Verhöhnung beim Einkaufen

Margarete Korant aus Berlin berichtet ihrer Tochter Ilse am 19. Januar 1940, wie sie beim Einkäufen verhöhnt wurde:

Mein geliebtes Kind,

ich hatte gerade einen Brief an Dich in den Kasten gesteckt, als ich Deinen Luftpostbrief vom 21.12. erhielt. Ich beantworte ihn aber erst in ein paar Tagen, da dieser Brief mit gewöhnlicher Post Weggehen soll. Da ich die richtigen Fersenschoner nicht schicken kann, weil Muster ohne Wert nicht angenommen wird, sende ich ein paar andere, die zwar nicht so praktisch sind, aber vielleicht auch den Zweck erfüllen. Nur muß man sie leider in den Schuh einkleben, kann sie also nicht auswechseln. Den Buchstaben J habe ich für Deinen Mantel gedacht, ich trage sie auch. Es gibt hier so vielerlei Sachen, auch leuchtende Blumen, es ist eine ganze Industrie daraus entstanden.

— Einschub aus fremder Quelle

PR #66, opened 2017-06-25
Soundfiler fix

Ant1r:
soundfiler write operation needs some fixes:
- 'skip' doesn't work properly on 64bit
- 'normalize' currently computes the biggest sample on the entire pd array, while it should only take account of the range selected with skip/nframes, in order the sound file to be actually normalized.


millerpuckette:
commit 000c8bd..fabc919 should fix this - I ended up cleaning up a bunch of stuff.

Ant1r:
Great! Closing.

PR #67, opened 2017-06-25
Po update

Ant1r:
update template.pot
update fr.po (again...)


danomatika:
Looks good. I can confirm that, with the recent changes, the template needs to be updated.

millerpuckette:
losing -- accepted

Issue #69, opened 2017-06-27
Struct crash 


pierreguillot:
I don't find a way (or create a simple patch) to reproduce the error but Pd crashes  when I perform some actions on a abstractions that manage a graphical data structures system.
I don't know if it's relevant but for example my patch contains one or more [struct] objects and it automatically draws  at loading (mostly with [append] objects) inside a canvas (given as an argument). If I make a patch that I can share (with no dependencies) that crashes I'll add it to this issue. 
I tried with Pd 0.47.1-32 & 64bits on MacOS 10.12.5.
Here the crash report:

> Thread 0 Crashed:: Dispatch queue: com.apple.main-thread
> 
> 0   pd                            	0x0000000103c0a82f pd_findbyclass + 63 (m_pd.c:191)
> 1   pd                            	0x0000000103bde102 template_findbyname + 66 (g_template.c:489)
> 2   pd                            	0x0000000103bdc9eb scalar_vis + 107
> 3   pd                            	0x0000000103bdc35f scalar_doredraw + 31
> 4   pd                            	0x0000000103c13b75 sys_flushqueue + 293 (s_inter.c:809)
> 5   pd                            	0x0000000103c12956 sys_poll_togui + 86 (s_inter.c:832)
> 6   pd                            	0x0000000103c128e7 sys_pollgui + 39 (s_inter.c:893)
> 7   pd                            	0x0000000103c0bfde m_pollingscheduler + 462 (m_sched.c:523)
> 8   pd                            	0x0000000103c0bd32 m_mainloop + 50 (m_sched.c:597)
> 9   pd                            	0x0000000103c15a83 sys_main + 595 (s_main.c:363)
> 10  pd                            	0x0000000103c0f282 main + 34 (s_entry.c:32)
> 11  libdyld.dylib                 	0x00007fffb43f0235 start + 1

It seems that the problems come from the name (_sc_template_) of the structure in a scalar. Sometime the symbol is not valid. I tried to add conditions that check if the symbol isn't _NULL_ in _template_findbyname_ and _scalar_vis_, it seems to solve some of the crashes but not all.

pierreguillot:
Here patches if you want to test the crash (open the help file)
[Archive.zip](https://github.com/pure-data/pure-data/files/1106867/Archive.zip)

umlaeute:
the crash-test is missing some abstractions:
- `xel.2d.get.nelems`
- `xel.2d.get.itorc`

pierreguillot:
[...]

PR #70, opened 2017-06-27
Fix structure crash

pierreguillot:
I think _sys_unqueuegui_ must be called from _scalar_free_ to avoid crashes (see #69)
For info: _sys_queuegui_ is called [here](https://github.com/pure-data/pure-data/blob/master/src/g_scalar.c#L334) that's why it is necessary to call _sys_unqueuegui_ in the free method otherwise _scalar_doredraw_ (and _scalar_vis_) can be called when the object is already deleted.


millerpuckette:
closing - accepted

PR #71, opened 2017-06-27
mac script updates

danomatika:
As suggested on the pd-list...

osx-app.sh:

* version arg now optional (defaults to Pd.app)
* plist version string now taken from configure --version output
* added /Library/Frameworks to System Wish.app search paths

updated both script references to macOS to reflect newer OS naming


millerpuckette:
closing -- accepted

PR #73, opened 2017-06-28
Autoconf clean-pdlib missing target warning fix & small Windows configure tweaks 

danomatika:
This is a simple bugfix for clean-pdlib missing targets warning thrown by autoconf.

Also included are some small tweaks to configure.ac for windows, mainly that port midi should be built by default.


millerpuckette:
closed -- accepted

PR #74, opened 2017-06-28
Added [fudiformat]/[fudiparse]

umlaeute:
similar in spirit as [oscformat]/[oscparse]

this allows us to transmit Pd-messages over binary interfaces.
it also allows us to reparse messages (think: symbol "12")


millerpuckette:
I can't see why anyone would ever need this (except for the symbol-to-int parsing which should be done in the "float" object or something) - but anyhow, since nobody seems to know about FUDI, perhaps  this works as a gentle advertisement.

Ant1r:
I find this cool personally, I think it will be helpful.
Helpfiles are not distributed yet though, because undeclared in doc/Makefile.am ; see #84

PR #1038, opened 2020-05-27
fix reading NULL pref strings on some macOS versions

danomatika:
This is a small bugfix PR which fixes some preference strings being read as NULL preference on macOS by using CFStringGetCString instead of CFStringGetCStringPtr.

The [Apple docs](https://developer.apple.com/documentation/corefoundation/1542133-cfstringgetcstringptr?language=objc) mention that CFStringGetCStringPtr may return NULL even if the string value is valid. It then mentions to use CFStringGetCString as a backup. In this case, we need to have our own copy so it makes sense to simply use CFStringGetCString anyway.

### DIFF
--- a/src/m_pd.h
+++ b/src/m_pd.h
@@ -9,8 +9,8 @@ extern "C" {
 #endif
 
 #define PD_MAJOR_VERSION 0
-#define PD_MINOR_VERSION 50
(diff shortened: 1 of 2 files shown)


danomatika:
@umlaeute Probably.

Es ist wieder bitter kalt ([minus]i5-20°), und ich bin sehr glücklich mit meiner Heizsonne. Es wird miserabel geheizt, heute z. B. wieder gar nicht, über h. s. d. sind Kohlen gekommen, da wird es wohl morgen wieder besser werden. Wir haben dieses Mal eine Lebensmittelkarte weniger bekommen, eine sogen. Zusatzkarte für nicht bewirtschaftete Lebensmittel (d. h. ohne Karte), also die sind Hülsenfrüchte, Reis, Schokolade, Wild, Geflügel, Heringe etc. Da ich mit letzterem in eine Kundenliste eingetragen war, wollte ich [es] mir nun holen, die Frau sagte jedoch ganz höhnisch, Sie wissen doch, daß Nichtarier keine Zusatz-Lebensmittel mehr bekommen. Es gibt mir jedes Mal einen Schlag, wenn ich so was höre, an diese Sachen kann man sich einfach nicht gewöhnen. In unserer Gegend dürfen wir auch erst nach 12 Uhr auf die Märkte und in viele Einzelhandelsgeschäffe gehen, was man auf dem Markt dann noch bekommt, kannst Du Dir vielleicht vorstellen. Es tut mir furchtbar leid, daß ich die Bildchen von Dir und Steffilein nicht bekommen habe, es ist scheußlich, wie viel Post verlorengeht. Tante Dussel ist schon einige Tage krank, ich werde ihr nachher eine Visite abstatten. Von Cs kam wieder ein langer Brief, wieder nach O., die haben mindestens schon 4 Briefe bekommen und können sich nicht entschließen zu antworten. Wenn sie an mich schreiben würden, würden sie prompter bedient, aber an meine Existenz haben sie offenbar schon total vergessen. Tante Ellen hat den Jungen besucht und schreibt, daß er großartig aussieht, dem scheint es recht gut zu gehen. Hoffentlich bekommst Du diesen Brief mit den diversen Einlagen. Viele herzliche Grüße und Küsse an Euch alle, ich sehne mich so nach Euch, in treuer Liebe Eure Oma-Mutti

Da der Brief sowieso doppelt wiegt, schicke ich lieber 2 statt einen, hoffentlich kommen sie beide an.

Baum wird geladen...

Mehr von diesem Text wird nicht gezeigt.